Task directions:
Which lines in the data below contain the word "opened"? Copy each of them.

Saved entries:

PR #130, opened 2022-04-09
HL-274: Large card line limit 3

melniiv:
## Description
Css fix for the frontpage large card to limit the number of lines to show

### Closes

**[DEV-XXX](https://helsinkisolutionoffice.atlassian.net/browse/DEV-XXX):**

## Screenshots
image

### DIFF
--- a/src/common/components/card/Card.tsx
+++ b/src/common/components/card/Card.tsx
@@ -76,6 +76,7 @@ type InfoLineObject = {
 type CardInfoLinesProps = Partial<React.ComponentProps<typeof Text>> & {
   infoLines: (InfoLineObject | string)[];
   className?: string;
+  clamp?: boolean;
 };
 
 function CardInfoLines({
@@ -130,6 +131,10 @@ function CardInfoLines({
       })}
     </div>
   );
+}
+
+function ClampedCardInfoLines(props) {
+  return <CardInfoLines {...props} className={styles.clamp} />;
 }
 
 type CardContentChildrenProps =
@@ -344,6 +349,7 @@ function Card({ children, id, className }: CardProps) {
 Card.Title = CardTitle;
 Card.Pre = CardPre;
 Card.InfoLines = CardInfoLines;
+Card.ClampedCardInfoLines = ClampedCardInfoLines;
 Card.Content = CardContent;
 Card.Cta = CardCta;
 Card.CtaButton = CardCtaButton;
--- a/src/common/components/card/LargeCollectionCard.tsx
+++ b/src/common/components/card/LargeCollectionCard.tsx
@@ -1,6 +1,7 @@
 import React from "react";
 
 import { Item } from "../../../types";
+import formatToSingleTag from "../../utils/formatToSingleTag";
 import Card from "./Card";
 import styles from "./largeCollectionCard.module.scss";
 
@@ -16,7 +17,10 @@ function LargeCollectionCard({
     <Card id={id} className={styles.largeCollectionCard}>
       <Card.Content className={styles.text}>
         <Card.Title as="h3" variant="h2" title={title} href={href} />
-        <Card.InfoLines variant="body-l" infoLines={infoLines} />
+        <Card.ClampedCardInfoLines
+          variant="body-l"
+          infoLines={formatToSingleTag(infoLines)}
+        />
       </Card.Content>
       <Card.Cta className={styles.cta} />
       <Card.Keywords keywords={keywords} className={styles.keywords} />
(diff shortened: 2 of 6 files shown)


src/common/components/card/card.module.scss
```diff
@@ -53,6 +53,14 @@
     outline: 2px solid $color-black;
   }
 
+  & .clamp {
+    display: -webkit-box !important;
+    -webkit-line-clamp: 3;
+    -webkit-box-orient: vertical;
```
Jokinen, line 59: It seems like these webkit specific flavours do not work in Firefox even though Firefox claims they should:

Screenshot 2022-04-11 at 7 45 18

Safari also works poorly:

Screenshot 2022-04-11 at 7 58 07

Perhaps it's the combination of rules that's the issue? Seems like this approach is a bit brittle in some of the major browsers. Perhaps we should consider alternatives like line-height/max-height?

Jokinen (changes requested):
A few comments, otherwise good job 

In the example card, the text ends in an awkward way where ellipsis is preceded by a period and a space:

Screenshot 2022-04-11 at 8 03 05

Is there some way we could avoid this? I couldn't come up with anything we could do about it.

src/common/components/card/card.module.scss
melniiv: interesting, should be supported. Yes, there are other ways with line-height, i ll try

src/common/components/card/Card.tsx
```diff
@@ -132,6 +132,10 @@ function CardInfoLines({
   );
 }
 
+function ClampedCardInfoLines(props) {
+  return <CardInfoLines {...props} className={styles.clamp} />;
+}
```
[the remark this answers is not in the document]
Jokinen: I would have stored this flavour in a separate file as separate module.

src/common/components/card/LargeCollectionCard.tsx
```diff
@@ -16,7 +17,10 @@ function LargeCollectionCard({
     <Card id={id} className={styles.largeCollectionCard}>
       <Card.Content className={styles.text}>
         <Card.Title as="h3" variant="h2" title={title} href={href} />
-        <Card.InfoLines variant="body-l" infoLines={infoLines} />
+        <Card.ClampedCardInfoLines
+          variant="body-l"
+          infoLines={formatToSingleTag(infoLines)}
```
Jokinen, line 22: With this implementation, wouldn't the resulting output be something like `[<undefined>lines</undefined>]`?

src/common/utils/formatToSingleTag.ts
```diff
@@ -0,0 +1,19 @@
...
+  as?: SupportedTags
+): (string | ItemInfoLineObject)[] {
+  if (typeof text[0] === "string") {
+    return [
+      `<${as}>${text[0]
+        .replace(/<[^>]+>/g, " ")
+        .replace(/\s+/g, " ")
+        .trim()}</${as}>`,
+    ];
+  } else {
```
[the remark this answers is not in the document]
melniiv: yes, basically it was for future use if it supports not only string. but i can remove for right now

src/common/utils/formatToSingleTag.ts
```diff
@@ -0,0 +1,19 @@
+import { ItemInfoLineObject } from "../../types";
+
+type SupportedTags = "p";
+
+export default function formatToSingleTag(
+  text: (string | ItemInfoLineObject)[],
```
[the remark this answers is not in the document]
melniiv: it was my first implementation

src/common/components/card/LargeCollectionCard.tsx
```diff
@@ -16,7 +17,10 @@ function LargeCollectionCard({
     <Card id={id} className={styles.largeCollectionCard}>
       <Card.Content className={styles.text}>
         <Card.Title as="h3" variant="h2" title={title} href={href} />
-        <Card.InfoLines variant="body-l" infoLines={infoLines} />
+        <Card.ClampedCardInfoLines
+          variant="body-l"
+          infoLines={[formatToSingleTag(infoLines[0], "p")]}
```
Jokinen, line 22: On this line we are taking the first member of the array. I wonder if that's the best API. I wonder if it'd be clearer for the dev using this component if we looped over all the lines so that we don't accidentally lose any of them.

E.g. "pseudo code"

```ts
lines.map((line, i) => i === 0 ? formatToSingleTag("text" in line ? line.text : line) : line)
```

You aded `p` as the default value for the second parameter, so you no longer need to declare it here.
...
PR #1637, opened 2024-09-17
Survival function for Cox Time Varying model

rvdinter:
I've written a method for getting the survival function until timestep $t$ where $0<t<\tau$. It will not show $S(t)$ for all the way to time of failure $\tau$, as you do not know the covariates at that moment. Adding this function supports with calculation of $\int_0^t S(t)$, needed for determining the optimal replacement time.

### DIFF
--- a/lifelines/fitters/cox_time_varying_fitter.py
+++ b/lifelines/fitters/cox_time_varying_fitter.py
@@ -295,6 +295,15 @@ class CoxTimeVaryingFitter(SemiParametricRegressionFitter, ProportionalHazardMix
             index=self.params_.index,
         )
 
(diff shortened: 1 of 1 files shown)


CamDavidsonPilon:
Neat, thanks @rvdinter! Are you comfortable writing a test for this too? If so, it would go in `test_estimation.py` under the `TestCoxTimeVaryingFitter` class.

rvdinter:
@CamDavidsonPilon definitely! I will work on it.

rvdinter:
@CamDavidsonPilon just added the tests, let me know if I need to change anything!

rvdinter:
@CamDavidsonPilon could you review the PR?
...
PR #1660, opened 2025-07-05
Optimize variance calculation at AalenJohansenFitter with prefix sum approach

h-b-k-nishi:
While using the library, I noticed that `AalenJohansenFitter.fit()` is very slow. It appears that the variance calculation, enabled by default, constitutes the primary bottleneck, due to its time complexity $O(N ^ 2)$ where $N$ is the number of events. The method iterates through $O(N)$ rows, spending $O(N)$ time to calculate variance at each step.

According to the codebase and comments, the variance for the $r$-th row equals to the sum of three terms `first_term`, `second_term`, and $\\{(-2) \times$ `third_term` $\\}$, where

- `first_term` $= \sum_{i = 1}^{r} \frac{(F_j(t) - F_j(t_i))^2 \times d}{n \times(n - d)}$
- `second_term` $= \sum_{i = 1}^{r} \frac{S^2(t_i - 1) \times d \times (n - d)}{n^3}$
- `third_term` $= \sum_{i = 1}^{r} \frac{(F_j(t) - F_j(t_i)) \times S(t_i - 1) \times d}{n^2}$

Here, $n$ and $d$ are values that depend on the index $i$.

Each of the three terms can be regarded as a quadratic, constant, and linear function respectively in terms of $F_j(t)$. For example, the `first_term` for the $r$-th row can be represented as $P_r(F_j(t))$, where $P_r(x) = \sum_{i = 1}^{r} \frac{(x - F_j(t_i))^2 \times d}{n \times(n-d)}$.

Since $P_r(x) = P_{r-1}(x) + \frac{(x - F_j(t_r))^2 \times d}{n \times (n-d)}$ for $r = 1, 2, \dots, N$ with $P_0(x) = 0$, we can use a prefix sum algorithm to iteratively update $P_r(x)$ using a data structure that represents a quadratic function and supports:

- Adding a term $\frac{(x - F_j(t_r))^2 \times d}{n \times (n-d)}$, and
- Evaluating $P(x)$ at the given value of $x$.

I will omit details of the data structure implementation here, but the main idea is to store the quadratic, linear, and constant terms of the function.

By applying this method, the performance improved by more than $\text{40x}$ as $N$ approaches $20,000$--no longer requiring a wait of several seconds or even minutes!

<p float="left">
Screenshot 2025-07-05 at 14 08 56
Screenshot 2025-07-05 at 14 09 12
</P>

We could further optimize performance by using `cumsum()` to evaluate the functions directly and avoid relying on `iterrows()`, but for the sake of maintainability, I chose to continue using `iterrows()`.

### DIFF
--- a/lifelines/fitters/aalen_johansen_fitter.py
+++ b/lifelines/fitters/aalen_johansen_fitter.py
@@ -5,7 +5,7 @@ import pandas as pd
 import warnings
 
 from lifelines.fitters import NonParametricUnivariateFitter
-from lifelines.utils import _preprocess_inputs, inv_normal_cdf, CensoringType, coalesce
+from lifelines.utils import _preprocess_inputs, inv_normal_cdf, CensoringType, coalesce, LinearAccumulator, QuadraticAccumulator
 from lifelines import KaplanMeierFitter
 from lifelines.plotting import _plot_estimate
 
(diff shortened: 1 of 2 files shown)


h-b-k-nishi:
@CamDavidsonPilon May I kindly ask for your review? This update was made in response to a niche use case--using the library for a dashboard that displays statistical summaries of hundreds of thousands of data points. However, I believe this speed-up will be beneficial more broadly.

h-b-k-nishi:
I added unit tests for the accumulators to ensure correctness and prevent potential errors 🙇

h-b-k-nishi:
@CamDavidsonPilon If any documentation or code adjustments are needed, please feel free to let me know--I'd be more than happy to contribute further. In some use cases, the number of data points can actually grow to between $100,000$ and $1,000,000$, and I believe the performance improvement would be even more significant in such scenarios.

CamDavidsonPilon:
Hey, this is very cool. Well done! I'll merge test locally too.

Response below:
PR #130, opened 2022-04-09
PR #1637, opened 2024-09-17
PR #1660, opened 2025-07-05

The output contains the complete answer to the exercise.